The first and second derivative tests don't work as $f\left(x\right)$ is not differentiable at $x=0$. So, critical points can't be obtained to check for local maxima or minima or inflection.
Plotting the graph for $f\left(x\right)=\left|x\right|$ does show that $f'\left(x\right)$ or $\frac{df\left(x\right)}{dx}$ goes from decreasing to increasing as $f\left(x\right)$ passes $x=0$. Thus, $x=0$ can be termed as the point of local minimum.
However, can this be done through another method in addition to curve sketching just like the first and second derivative tests?
Best Answer
No, you can still apply the first derivative test when $f(x)$ is not differentiable at $x=0$.
From definition, $0$ is a critical point of the function $f$ even $f$ is not differentiable at $0$.
To apply the first-derivative test, you only need $f$ is continuous at $0$, $f$ is differentiable on $(-\delta, 0)$ and $(0, \delta)$ for some $\delta>0$.

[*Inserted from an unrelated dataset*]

PR #730, opened 2018-05-17
Display "No Posts" Message

vsevolodbvd:
This pull request was created to add "No Posts in the db" message if there are no posts. Also, it contains fix for the posts graphql query.


packages/client/src/modules/post/containers/Post.jsx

Since $$f^{'}(x) \ge 0 \: \text{ for all } x\in(0, \delta) \implies f(x) \text{ is increasing on } (0, \delta)$$
$$f^{'}(x) \le 0 \: \text{ for all } x\in(-\delta, 0) \implies f(x) \text{ is decreasing on } (-\delta, 0)$$
$f$ has a local minimum at $x=0$.
More than that, since $f(x)=|x| \ge 0$ and $f(0)=0$, $f$ has a global minimum at $x=0$.